Gun Control & RKBA
In reply to the discussion: This message was self-deleted by its author [View all]jimmy the one
(2,717 posts)hack: Yet the founding fathers, as Englishmen, enjoyed an individual right to bear arms as delineated in the British Bill of Rights of 1690.
More 2nd amendment mythology (& was 1688 or 89); scalia wrote similar about the English 'have arms' decree in 2008 heller decision, only to be chastised by a consortium of 21 british scholars (most living in USA, some American):
british scholars: THE SUPREME COURT SHOULD REEXAMINE PRIOR FINDINGS IN LIGHT OF SOUNDER SCHOLARSHIP WHEN INTERPRETING RIGHTS IN THE CONSTITUTION
Amici Curiae are scholars and professional historians whose collective expertise covers the following areas: the history of Stuart England, the Restoration, the 1689 Glorious Revolution, the American Revolution, the Early Republic, American legal history, American Constitutional history, and Anglo-American history.
Amici Curiae have an interest in the Court having a well-informed and accurate understanding of the Anglo-American tradition to have arms from which {2A} originated
The have arms provision in the English Declaration of Rights, which was later codified as the Bill of Rights, provided two protections to the individual. First, the right to have arms gave certain persons (qualified Protestants) the right to possess arms to take part in defending the realm against enemies within (i.e., Catholics) as well as foreign invaders. Second, the grant of a right to have arms was a compromise of a dispute over control of the militia that gave Parliament concurrent power (with the sovereign) over arming the landed gentry. It allowed Parliament to invoke its right of self-preservation and resistance should the sovereign usurp the laws, liberties, estates, and Protestant religion of the nation.
...the {US Supreme} Court examined the English Declaration of Rights of 1689, correctly finding that the right to have arms in Article VII is the basis of the right enshrined in the Second Amendment.
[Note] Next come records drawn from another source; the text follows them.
PR #121, opened 2017-08-23
feat(api) Introduced SmartTesting fluent API

MatousJobanek:
Moved the API and related implementation to the Core module to make it decoupled from the provider module.
Now it is easier to use Smart Testing in other tools such as Che.

Usage of the API

* in surefire provider:
```java
Set<TestSelection> selection = SmartTesting
            .with(className -> testsToRun.getClassByName(className) != null)
            .in(getBasedir())
            .applyOnClasses(testsToRun);

new TestsToRun(SmartTesting.getClasses(selection));
```

* in Che:
```java
Set<TestSelection> selection = SmartTesting
            .with(className -> suite.contains(className), configuration)
            .in(projectDir)
            .applyOnNames(suite);

SmartTesting.getNames(selection);
```

some additional explanations:
* `applyOnNames` - method is necessary for Che as I get a list of class names that will be executed there
* `TestVerifier.isTest(String classname)` - the reason is again Che usage. In addition, by default the classname was retrieved via `ClassNameExtractor().extractFullyQualifiedName(resource)` anyway so I put it into the default method of the interface
* `in(File projectDirectory)` - in Che I call ST tool from different directory than where the root of the project is.
* in `TestStrategyApplierImpl.selectTests` I removed the check if the class is on classpath because the verification using TestVerifier (if the test is in the list of `TestsToRun`) should be enough


core/src/main/java/org/arquillian/smart/testing/api/TestVerifier.java
```diff
@@ -0,0 +1,40 @@
...
+    }
+
+    /**
+     * Checks whether the given path to a resource represents a non-test class or not
+     *
+     * @param resource A path to a resource to be checked
+     * @return Whether the given path to a resource represents a non-test class or not
+     */
+    default boolean isCore(Path resource) {
+        return !isTest(resource);
```
bartoszmajsak: I'm not convinced if we need that really, because what does it really mean `Core`? But it's not to do in this PR, but to discuss.

core/src/main/java/org/arquillian/smart/testing/impl/ConfiguredSmartTestingImpl.java
```diff
@@ -0,0 +1,61 @@
...
+
+import java.io.File;
+import java.util.Set;
+import org.arquillian.smart.testing.Configuration;
+import org.arquillian.smart.testing.api.ConfiguredSmartTesting;
+import org.arquillian.smart.testing.api.TestStrategyApplier;
+import org.arquillian.smart.testing.api.TestVerifier;
+import org.arquillian.smart.testing.spi.JavaSPILoader;
+
+public class ConfiguredSmartTestingImpl implements ConfiguredSmartTesting {
```
bartoszmajsak: I'm just wondering do we really need interfaces and classes implemeting them? Would we ever have 2 implementations for one interface considering DSL usage?

core/src/main/java/org/arquillian/smart/testing/scm/git/GitChangeResolver.java
```diff
@@ -45,8 +45,10 @@ public GitChangeResolver() {
             System.getProperty(COMMIT, HEAD));
     }
 
-    public GitChangeResolver(File dir) {
-        this(dir, "HEAD", "HEAD");
+    public GitChangeResolver(File projectDir) {
+        this(projectDir,
+            System.getProperty(PREVIOUS_COMMIT, getPrevCommitDefaultValue()),
+            System.getProperty(COMMIT, HEAD));
```
bartoszmajsak: The idea was  that if you only provide a file then we only look at local changes. Why do we need this change?

core/src/test/java/org/arquillian/smart/testing/impl/TestStrategyApplierTest.java
```diff
@@ -0,0 +1,135 @@
...
+
+    }
+
+    private TestExecutionPlannerLoader prepareLoader(final Set<Class<?>> testsToRun, Set<TestSelection> strategyTests) {
+        TestExecutionPlanner testExecutionPlanner = Mockito.mock(TestExecutionPlanner.class);
+        Mockito.when(testExecutionPlanner.getTests()).thenReturn(strategyTests);
+
+        TestExecutionPlannerLoader testExecutionPlannerLoader = Mockito.mock(TestExecutionPlannerLoader.class);
+        Mockito.when(testExecutionPlannerLoader.getPlannerForStrategy("static")).thenReturn(testExecutionPlanner);
+        Mockito.when(testExecutionPlannerLoader.getVerifier())
```
bartoszmajsak: How about static imports?

core/src/main/java/org/arquillian/smart/testing/api/SmartTesting.java
```diff
@@ -0,0 +1,15 @@
+package org.arquillian.smart.testing.api;
```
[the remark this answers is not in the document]
MatousJobanek: does it really matter? :-)
Actually, you don't build anything - you configure and then invoke...

core/src/main/java/org/arquillian/smart/testing/api/TestVerifier.java
MatousJobanek: Yeah, I was asking myself the same question. I just took and kept the code there from the previous state...

core/src/main/java/org/arquillian/smart/testing/scm/git/GitChangeResolver.java
MatousJobanek: I don't understand your question. 
This is the same constructor as this one: https://github.com/arquillian/smart-testing/pull/121/files#diff-f1255f2030b502bc7deffb7a6797da92R42 with the only difference that you set the path to the project directory. As I have mentioned in the description of the PR - in Che I call ST tool from a different directory than where the root of the project is, which means that this cannot work in my case:
`Paths.get("").toAbsolutePath().toFile()`
But yeah, I can change the referenced constructor to:
```java
    public GitChangeResolver() {
        this(Paths.get("").toAbsolutePath().toFile());
    }
```
to make it more clear

core/src/test/java/org/arquillian/smart/testing/impl/TestStrategyApplierTest.java
MatousJobanek: yeah, good idea :-)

The Court also correctly recognized that the SecondAmendment right to bear arms was an individual right to have and use arms for self preservation and defense as in its English predecessor.
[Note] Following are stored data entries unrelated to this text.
PR #128, opened 2017-09-06
fix(projectDir) The root dir is not retrived only from the reporterConfiguration

MatousJobanek:
When `basedir` property is null (multiple forks) then project directory is retrieved from `testSourceDirectory` property. 
I expect that the location of the test-source directory is changed less frequently than the location of the reports.

Added also some refactoring changes & test verifying the presence of generated reports in all fork-config test

### DIFF
--- a/functional-tests/test-bed/src/test/java/org/arquillian/smart/testing/ftest/configuration/SurefireForksConfigurationTest.java
+++ b/functional-tests/test-bed/src/test/java/org/arquillian/smart/testing/ftest/configuration/SurefireForksConfigurationTest.java
@@ -1,11 +1,16 @@
 package org.arquillian.smart.testing.ftest.configuration;
 
+import java.io.File;
 import java.util.Collection;
 import java.util.List;
 import org.arquillian.smart.testing.ftest.testbed.project.Project;
+import org.arquillian.smart.testing.ftest.testbed.project.ProjectBuilder;
 import org.arquillian.smart.testing.ftest.testbed.rules.GitClone;
 import org.arquillian.smart.testing.ftest.testbed.rules.TestBed;
 import org.arquillian.smart.testing.ftest.testbed.testresults.TestResult;
+import org.assertj.core.api.FileAssert;
+import org.assertj.core.api.JUnitSoftAssertions;
+import org.jboss.shrinkwrap.resolver.api.maven.embedded.BuiltProject;
 import org.junit.ClassRule;
 import org.junit.Rule;
 import org.junit.Test;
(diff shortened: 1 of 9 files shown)


surefire-provider/src/main/java/org/arquillian/smart/testing/surefire/provider/SmartTestingSurefireProvider.java
```diff
@@ -64,14 +64,17 @@ private TestsToRun getTestsToRun(Object forkTestSet) throws TestSetFailedExcepti
...
 
         return new TestsToRun(SmartTesting.getClasses(selection));
     }
 
-    private String getBasedir() {
-        final String path = this.bootParams.getReporterConfiguration().getReportsDirectory().getPath();
-        return path.substring(0, path.indexOf(File.separator + "target"));
+    private File getProjectDir() {
+        if (System.getProperty("basedir") == null) {
+            return bootParams.getTestRequest().getTestSourceDirectory().getParentFile().getParentFile().getParentFile();
```
bartoszmajsak: Humm... is it always only three levels up? Maybe recursively until we find first `pom.xml`? I know it's unlikely to have it more nested, but why not making it ready for that?

functional-tests/test-bed/src/test/java/org/arquillian/smart/testing/ftest/configuration/SurefireForksConfigurationTest.java
```diff
@@ -66,15 +75,38 @@ private void verifyTestSuiteExecution(String... systemPropertiesPairs){
...
+        final List<TestResult> actualTestResults = projectBuilder
+            .options()
+                .withSystemProperties(systemPropertiesPairs)
+                .withSystemProperties(ENABLE_REPORT_PROPERTY, "true")
+            .configure()
+            .run();
 
         // then
-        assertThat(actualTestResults).containsAll(expectedTestResults).hasSameSizeAs(expectedTestResults);
+        softly.assertThat(actualTestResults).containsAll(expectedTestResults).hasSameSizeAs(1);
```
bartoszmajsak: `softly.assertThat(actualTestResults).containsAll(expectedTestResults).hasSameSizeAs(1);` this will always break... :)

bartoszmajsak:
Fixed and upstream 57e1e87

Thanks!

functional-tests/test-bed/src/test/java/org/arquillian/smart/testing/ftest/configuration/SurefireForksConfigurationTest.java
MatousJobanek: dammit - forgot to change before pushed - I needed to break the test to try it locally. 
Sorry for it :-)

surefire-provider/src/main/java/org/arquillian/smart/testing/surefire/provider/SmartTestingSurefireProvider.java
MatousJobanek: The reason why I did it in this way is the case when you don't use the default name for the pom file. But yeah, this is really rare and mainly, usually, you have the default `pom.xml` file there and another (custom) one next to it...

bartoszmajsak: Fixed  anyway

functional-tests/test-bed/src/test/java/org/arquillian/smart/testing/ftest/configuration/SurefireForksConfigurationTest.java
bartoszmajsak: No worries :)

functional-tests/test-bed/src/test/java/org/arquillian/smart/testing/ftest/configuration/SurefireForksConfigurationTest.java
```diff
@@ -66,15 +75,38 @@ private void verifyTestSuiteExecution(String... systemPropertiesPairs){
             .applyAsLocalChanges("Inlined variable in a method", "Adds new unit test", "fixes tests");
 
         // when
-        final List<TestResult> actualTestResults =
-            project
-                .build("config/impl-base")
```
bartoszmajsak: I specifically narrowed it to this module, as it takes 2 extra minutes to run this test if we run the whole build... :)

However, contrary to discredited scholarship upon which Heller relied {to wit, joyce malcolm}, the right to have arms embodied in the English Declaration of Rights did not intend to protect an individuals right to possess, own, or usearms for private purposes such as to defend a home against burglars (what, in modern times, we mean when we use the term self-defense). Rather, it referred to a right to possess arms in defense of the realm.
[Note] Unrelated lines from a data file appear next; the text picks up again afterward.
PR #130, opened 2017-09-07
Sets skipAfterFailureCount to 1 for ordering mode (#96)

### LINKED ISSUE #96: Ordering mode not practical now
After doing some tests with `spark` I noticed that `ordering` mode might not be useful right now. Let me explain two scenarios:

*Project with single module*

In this case `surefire` plugin is used. If one test fails, the build does not fails and continue the execution until the end. So ordering is executing the "affected" test first but it doesn't care if fails at first since you still need to wait the whole build. To fix this `surefire` comes with this property http://maven.apache.org/surefire/maven-surefire-plugin/examples/skip-after-failure.html but does not work in case of `reuseForks` equals to `false`. So maybe in configuration phase if we detect that reuseForks is set to true (default value) then we could configure automatically this flag.

*Multimodule project*

In this case it is the same as *single module* but I think it is even worst. In this case suppose that the modified test is on latest module of the project. Then since surefire is executing modules one after the other, until the module is not executed the build will not fail, so we are effectively ordering tests inside module but not the whole build.

With microservices which everything should be small probably everything is single module but in legacy code or libraries might be a problem.

So maybe we need to think about ordering modules as well.

dipak-pawar:
Setting `skipAfterFailureCount` to 1 in case ordering mode

- Sets `skipAfterFailureCount` to 1
- You can override `skipAfterFailureCount` using `surefire.skipAfterFailureCount` property for `ordering` mode

Fixes #96

### DIFF
--- a/docs/configuration.adoc
+++ b/docs/configuration.adoc
@@ -12,7 +12,7 @@ and then the rest.
 
 In order to define the mode use `smart.testing.mode` Java system property with either one.
 
-IMPORTANT: To get fast feedback loop *Smart testing* is setting `skipAfterFailureCount` to `1`. However you can overwrite it by setting system
+IMPORTANT: To get fast feedback loop *Smart testing* is setting `http://maven.apache.org/surefire/maven-surefire-plugin/examples/skip-after-failure.html[skipAfterFailureCount]` to `1`. However you can overwrite it by setting system
 property `surefire.skipAfterFailureCount` to required value. This behaviour is applicable only if user is using `surefire` plugin to execute
 test having smart testing enabled with `ordering` mode. This is not applicable for `selecting` mode because user can execute all `new/modified/affected`
 tests, identify all failed tests using results and rework on it at once.
--- a/docs/configuration.adoc
+++ b/docs/configuration.adoc
@@ -12,6 +12,11 @@ and then the rest.
 
 In order to define the mode use `smart.testing.mode` Java system property with either one.
 
+IMPORTANT: To get fast feedback loop *Smart testing* is setting `skipAfterFailureCount` to `1`. However you can overwrite it by setting system
+property `surefire.skipAfterFailureCount` to required value. This behaviour is applicable only if user is using `surefire` plugin to execute
+test having smart testing enabled with `ordering` mode. This is not applicable for `selecting` mode because user can execute all `new/modified/affected`
+tests, identify all failed tests using results and rework on it at once.
+
 === Strategies
 
 Until now, you've read that smart testing is changing test execution plan running or only including important tests.
--- a/functional-tests/test-bed/src/test/java/org/arquillian/smart/testing/ftest/configuration/SkipAfterFailureCountTest.java
+++ b/functional-tests/test-bed/src/test/java/org/arquillian/smart/testing/ftest/configuration/SkipAfterFailureCountTest.java
@@ -1,11 +1,10 @@
 package org.arquillian.smart.testing.ftest.configuration;
 
-import java.util.LinkedHashMap;
-import java.util.Map;
 import org.arquillian.smart.testing.ftest.testbed.project.Project;
+import org.arquillian.smart.testing.ftest.testbed.project.TestResults;
 import org.arquillian.smart.testing.ftest.testbed.rules.GitClone;
 import org.arquillian.smart.testing.ftest.testbed.rules.TestBed;
-import org.arquillian.smart.testing.ftest.testbed.testresults.Status;
+import org.arquillian.smart.testing.ftest.testbed.testresults.TestResult;
 import org.junit.ClassRule;
 import org.junit.Rule;
 import org.junit.Test;
@@ -14,6 +13,7 @@ import static org.arquillian.smart.testing.ftest.testbed.configuration.Mode.ORDE
 import static org.arquillian.smart.testing.ftest.testbed.configuration.Strategy.CHANGED;
 import static org.arquillian.smart.testing.ftest.testbed.testresults.Status.SKIPPED;
 import static org.assertj.core.api.Assertions.assertThat;
+import static org.assertj.core.api.Assertions.tuple;
 
 public class SkipAfterFailureCountTest {
 
@@ -24,7 +24,7 @@ public class SkipAfterFailureCountTest {
     public final TestBed testBed = new TestBed(GIT_CLONE);
 
     @Test
-    public void should_skip_all_remaining_tests_with_first_failure_when_ordering_enabled() throws Exception {
+    public void should_not_execute_remaining_tests_after_first_failure_as_skipAfterFailureCount_set_to_one_by_smart_testing_when_ordering_enabled() throws Exception {
         // given
         final Project project = testBed.getProject();
 
@@ -36,22 +36,26 @@ public class SkipAfterFailureCountTest {
         project.applyAsCommits("Introduces error by changing return value");
 
         // when
-        final Map<Status, Long> resultCount = new LinkedHashMap<>();
-
-        project.build("container/impl-base")
+        final TestResults testResults = project.build("container/impl-base")
             .options()
                 .ignoreBuildFailure()
             .configure()
-            .run(resultCount);
-
+            .run();
 
         // then
-        final Long skippedCount = resultCount.get(SKIPPED);
-        assertThat(skippedCount).isGreaterThan(4);
+        assertThat(testResults.testsWithStatuses(SKIPPED))
+            .extracting(TestResult::getClassName, TestResult::getTestMethod)
+            .contains(
+                tuple("org.jboss.arquillian.container.impl.client.container.ContainerLifecycleControllerTestCase", "org.jboss.arquillian.container.impl.client.container.ContainerLifecycleControllerTestCase"),
+                tuple("org.jboss.arquillian.container.impl.client.container.DeploymentExceptionHandlerTestCase", "org.jboss.arquillian.container.impl.client.container.DeploymentExceptionHandlerTestCase"),
+                tuple("org.jboss.arquillian.container.impl.client.container.ContainerRegistryCreatorTestCase", "org.jboss.arquillian.container.impl.client.container.ContainerRegistryCreatorTestCase"),
+                tuple("org.jboss.arquillian.container.impl.client.container.ContainerDeployControllerTestCase", "org.jboss.arquillian.container.impl.client.container.ContainerDeployControllerTestCase"),
+                tuple("org.jboss.arquillian.container.impl.client.deployment.ArchiveDeploymentExporterTestCase", "org.jboss.arquillian.container.impl.client.deployment.ArchiveDeploymentExporterTestCase")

Accordingly, the right to own or use arms for private purposes is not a right deeply rooted in our nations tradition, and should not be incorporated as against the states by the 14th Amendment. http://docplayer.net/1918043-Supreme-court-of-the-united-states.html
The Court throughout its history has freely exercised its power to reexamine the basis of constitutional decisions. That the Heller decision is recent only weighs in favor of quick action by the Court to correct its error of historical interpretation.
As set forth below, reconstructing the historical meaning of the right to have arms deserves better than Petitioners selective reading and mischaracterization of Blackstones reference to the natural right of resistance and self-preservation, http://www.americanbar.org/content/dam/aba/publishing/preview/publiced_preview_briefs_pdfs_09_10_08_1521_RespondentAmCuEnglishHistorians.authcheckdam.pdf
Indeed, after receiving this horrific news after posting bogus info in heller, scalia removed any reference to the british have arms being an individual rkba, in subsequent McDonald.